**WORK REQUEST**
All of the records below need to be returned exactly.

**GIVEN DATA**

*****

PR #114, opened 2018-04-27
core-image-pelux: Include an sftp server by default

FlorentRevest:
QtCreator uses sftp deployment (instead of scp) to "Generic embedded
Linux" devices. Without including an sftp server, it fails with
"The SFTP server finished unexpectedly with exit code 127" but with that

*****

**EXERCISE OUTPUT**
PR #114, opened 2018-04-27
core-image-pelux: Include an sftp server by default

FlorentRevest:
QtCreator uses sftp deployment (instead of scp) to "Generic embedded
Linux" devices. Without including an sftp server, it fails with
"The SFTP server finished unexpectedly with exit code 127" but with that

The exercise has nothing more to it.